In re Medco/Express Scripts Merger Litigation
After hard-fought negotiations, the settlement terms increased the rights of Medco/Express Scripts shareholders.
On July 21, 2011, Medco and Express Scripts, Inc. ("Express Scripts") announced the execution of a merger agreement (the "Merger Agreement") between Medco, Express Scripts, Aristotle Holding, Inc., Aristotle Merger Sub, Inc. and Plato Merger Sub, Inc., pursuant to which Express Scripts would acquire Medco for $28.80 in cash and 0.81 shares of Express Scripts Holding stock for each share of Medco common stock (the "Proposed Transaction").
Between July 22, 2011 and July 29, 2011, ten actions were filed by purported Medco Shareholders in the Delaware Court of Chancery all alleging, among other things, that Medco and its board of directors had breached their fiduciary duties in connection with their consideration and approval of the Proposed Transaction, and that Express Scripts had aided and abetted those breaches of fiduciary duty.
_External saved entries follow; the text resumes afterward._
PR #2006, opened 2023-01-19
MGMT-12477: Validate that cluster platform is exists in `supported_platforms` API call result

eliorerz:
We do not call the `/v2/clusters/{cluster_id}/supported-platforms` during the installation and as a result we do not verify that the installed platform do exist in the `supported-platforms` list.

This PR adds 2 calls to that API with that expected results:

- When there are no hosts - platform should be none
- When hosts are exist, validate that the cluster.platform is exists in the supported platforms list.

/cc @osherdp @adriengentil


eliorerz:
FYI @lalon4

osherdp (approved):

PR #1279, opened 2019-10-18
floodsub - Removes hashing for topic identifier

peat:
If I understood the conversation around #473, the decision was to push the "hash or not to hash" decision up to the application, in order to be compatible with the Go and JS implementations and let app developers decide how they want to broadcast topics.

### Changes

I stripped everything down to a thin wrapper around the `rpc_proto::TopicDescriptor` and used `String` for the topic identifiers instead of creating another struct or type alias.

### Testing

Existing tests pass, and `examples/chat` works as expected. Please let me know if there's anything else expected. 😁

Issue #473, opened 2018-09-12
rust-libp2p hashes pubsub topics which prevents Go/JS interoperability


mgoelzer:
I'm trying to demonstrate floodsub interoperability between Go, JS and Rust.  In all cases, the topic name is `libp2p-demo-chat`.  Go and JS use that topic string verbatim, but rust-libp2p hashes it to `RDEpsjSPrAZF9JCK5REt3tao`.

Thoughts?  I'd really like to demo the 3 languages inter-operating at some conferences this fall.  Guessing you did this for privacy reasons @tomaka?

Example output below.  This one is a Go peer connecting to my bootstrapper:

```
<NOTICE> Got connection from /ip4/127.0.0.1/tcp/46023
handleIncomingRPC: subopt.GetTopicid() = 'libp2p-demo-chat'
```

Now a JS peer connecting:

```
<NOTICE> Got connection from /ip4/127.0.0.1/tcp/56098
handleIncomingRPC: subopt.GetTopicid() = 'libp2p-demo-chat'
```

Now a rust peer connecting:

```
<NOTICE> Got connection from /ip4/127.0.0.1/tcp/56076
handleIncomingRPC: subopt.GetTopicid() = 'RDEpsjSPrAZF9JCK5REt3tao'
```

mgoelzer:
@vyzo Any thoughts here?  Rust is doing the right thing here by hashing*.  But Go and JS are both doing the wrong thing in a compatible way.  What should we do?

@Stebalien and I talked about asking Rust to add a flag to do the wrong thing (no hashing) while simultaneously upgrading Go and JS to do the right thing (hash the topic) and then all 3 would be both forward and backwards compatible.  But getting Go and JS to make a change like at the same time is hard.

(*Assuming the hash is computed over the descriptor and the topic string, which I didn't check.)

tomaka:
> Guessing you did this for privacy reasons @tomaka?

I did this out of ignorance. I mistakenly guessed that it was supposed to be hashed.

mgoelzer:
I think you actually did the "right" thing (according to the consensus opinion here in Palo Alto.

Let's see what @vyzo thinks.  For now, I can workaround in my demo by giving Go and JS the hashed topic to match rust.  (I have all three languages communicating on a pubsub topic now!)

vyzo:
The original intent was for topic descriptors to be CIDs, which would be hashed.
[...]

PR #1395, opened 2020-01-17
Addressing #473 ... if I understood the ticket right, we want to pass…

rklaehn:
… through whatever the application provides as a topic identifier, leaving hashing (or not hashing) up to the application.

This is https://github.com/libp2p/rust-libp2p/pull/1279, just rebased and adapted to latest master.

### DIFF
--- a/protocols/floodsub/src/layer.rs
+++ b/protocols/floodsub/src/layer.rs
@@ -52,7 +52,7 @@ pub struct Floodsub<TSubstream> {
     /// List of peers the network is connected to, and the topics that they're subscribed to.
     // TODO: filter out peers that don't support floodsub, so that we avoid hammering them with
     //       opened substreams
-    connected_peers: HashMap<PeerId, SmallVec<[String; 8]>>,
+    connected_peers: HashMap<PeerId, SmallVec<[Topic; 8]>>,
 
     // List of topics we're subscribed to. Necessary to filter out messages that we receive
     // erroneously.
@@ -85,13 +85,13 @@ impl<TSubstream> Floodsub<TSubstream> {
     pub fn add_node_to_partial_view(&mut self, peer_id: PeerId) {
         // Send our topics to this node if we're already connected to it.
         if self.connected_peers.contains_key(&peer_id) {
-            for topic in self.subscribed_topics.iter() {
+            for topic in self.subscribed_topics.iter().cloned() {
                 self.events.push_back(NetworkBehaviourAction::SendEvent {
                     peer_id: peer_id.clone(),
                     event: FloodsubRpc {
                         messages: Vec::new(),
                         subscriptions: vec![FloodsubSubscription {
-                            topic: topic.id().to_owned(),
+                            topic: topic,
                             action: FloodsubSubscriptionAction::Subscribe,
                         }],
                     },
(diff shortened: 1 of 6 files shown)


tomaka:
I'm not so much a fan of the API, but I also didn't have time to look into what I think we should do.
The `Topic` struct after this PR is pretty useless, and I'm not a fan of using a simple `String` (rather than some more strongly-typed struct) for the topic.

rklaehn:
OK, just wanted to get the old PR up to date first.

So should I turn `Topic` into a simple newtype wrapper and use that everywhere where it now uses `String` for topic? What's the whole TopicDescriptor protobuf msg for, anyway?

rklaehn:
So it seems that a TopicDescriptor is basically a string and some options that are currently not being used. It is also nowhere referenced from the RPC messages, so I am inclined to remove the whole thing from the .proto until PL makes up their mind what they want to do with these future options...

https://github.com/libp2p/specs/tree/master/pubsub#the-topic-descriptor

protocols/floodsub/src/topic.rs
```diff
@@ -18,93 +18,27 @@
...
-        self.builder.encode(&mut buf).expect("Vec<u8> provides capacity as needed");
-        // TODO: https://github.com/libp2p/rust-libp2p/issues/473
-        let hash = TopicHash {
-            hash: bs58::encode(&buf).into_string(),
-        };
-        Topic {
-            descriptor: self.builder,
-            hash,
-        }
+impl Into<String> for Topic {
```
tomaka: Should be the other way around

```suggestion
impl From<Topic> for String {
```

protocols/floodsub/src/layer.rs
```diff
@@ -168,40 +167,40 @@ impl<TSubstream> Floodsub<TSubstream> {
     }
 
     /// Publishes a message to the network, if we're subscribed to the topic only.
-    pub fn publish(&mut self, topic: impl Into<TopicHash>, data: impl Into<Vec<u8>>) {
+    pub fn publish(&mut self, topic: Topic, data: impl Into<Vec<u8>>) {
```
tomaka: Could you use `impl Into<Topic>` everywhere in the public API? (where there was `impl Into<TopicHash>` before)
And also add `impl From<String> for Topic` and `impl From<&str> for Topic`? This way, users can just pass a string here.

protocols/floodsub/src/layer.rs
```diff
@@ -85,13 +85,13 @@ impl<TSubstream> Floodsub<TSubstream> {
...
         if self.connected_peers.contains_key(&peer_id) {
-            for topic in self.subscribed_topics.iter() {
+            for topic in self.subscribed_topics.iter().cloned() {
                 self.events.push_back(NetworkBehaviourAction::SendEvent {
                     peer_id: peer_id.clone(),
                     event: FloodsubRpc {
                         messages: Vec::new(),
                         subscriptions: vec![FloodsubSubscription {
-                            topic: topic.hash().clone(),
+                            topic: topic,
```
tomaka:
```suggestion
                            topic,
```

rklaehn:
I think I have addressed all feedback. By the way: do you use cargo fmt? I tried running cargo fmt and got a huge diff....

One of those actions was filed by Labaton Sucharow on behalf of Labourers' Pension Fund of Central & Eastern Canada.
Between July 22, 2011 and August 8, 2011, seven similar actions were filed in the United States District Court for the District of New Jersey (collectively, the "Federal Action"), and five more were filed in the New Jersey Superior Court.
On August 23, 2011, the Delaware Court of Chancery certified the class and appointed Labourers' Pension Fund of Central & Eastern Canada co-lead plaintiff and Labaton Sucharow co-lead counsel of the Delaware cases (the "Delaware Action").
On August 26, 2011, the New Jersey state court actions were stayed in favor of the Delaware Action.
On September 19, 2011, the New Jersey District Court denied defendants' motion stay the Federal Action.
Thereafter, lead counsel in the Delaware and Federal Actions litigated the global action together. Lead counsel conducted further investigation of the facts and circumstances underlying the claims asserted in the Actions, which included, among other things, reviewing and analyzing documents produced by defendants, and conducting the depositions of Ravi Sachdev, Managing Director of Investment Banking at JP Morgan, who served as financial advisor to Medco on the Proposed Transaction, on Friday, November 11, 2011, and Richard J. Rubino, Senior Vice President, Finance and Chief Financial Officer of Medco, on November 14, 2011.
After hard-fought negotiations, the parties arrived at a settlement in principle based on the following terms: (1) a reduction of the Termination Fee (as defined in the Merger Agreement) from $950 million to $650 million; (2) a reduction of the number of applications of "matching rights" from an unlimited number to one for each of Express Scripts and Medco; (3) the rescheduling of the special meetings of Express Scripts and Medco's shareholder vote; and (4) supplemental disclosures concerning the Merger Agreement and the Proposed Transaction in the Definitive Joint Proxy/filed with the SEC.
A Fairness Hearing was held on April 16, 2012, and the settlement was approved.